PR #740, opened 2020-09-14
Unlock requirements for roamers

RedSparr0w:
Apply requirements to the roamers.
They will not appear on the routes until these requirements have been met.

### DIFF
--- a/src/scripts/pokemons/RoamingPokemonList.ts
+++ b/src/scripts/pokemons/RoamingPokemonList.ts
@@ -1,0 +1,31 @@
+class RoamingPokemonList {
+    public static list: Array<Array<RoamingPokemon>> = new Array(GameConstants.MAX_AVAILABLE_REGION).fill([]);
+
+    constructor() {
+
+    }
+
+    public static add(region: GameConstants.Region, roamer: RoamingPokemon): void {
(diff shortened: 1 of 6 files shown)


src/scripts/pokemons/RoamingPokemonList.ts
```diff
@@ -0,0 +1,44 @@
+class RoamingPokemonList {
+    public static list: Array<Array<RoamingPokemon>> = [];
```
Aegyo, line 2:
```suggestion
    public static list: Partial<Record<GameConstants.Region, Array<RoamingPokemon>>> = {};
```
This suggested change isn't necessary, but is more specific about what can be used as object keys for this list.
The `Record<GameConstants.Region` ensures we are using a Region as the key, and the `Partial<..>` is just there so it doesn't complain when we haven't added something for every single region.

Feel free to ignore if you want to keep this as an Array :+1:

Aegyo (approved):

src/scripts/pokemons/RoamingPokemonList.ts
RedSparr0w: That makes sense, and this way it also won't break if we happen to add any Pokemon to the `none` region for whatever reason.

****

▶ **Exercise brief**: For each line above that includes the word "Record", make a copy of that line.

▶ **Final answer**:
    public static list: Partial<Record<GameConstants.Region, Array<RoamingPokemon>>> = {};
The `Record<GameConstants.Region` ensures we are using a Region as the key, and the `Partial<..>` is just there so it doesn't complain when we haven't added something for every single region.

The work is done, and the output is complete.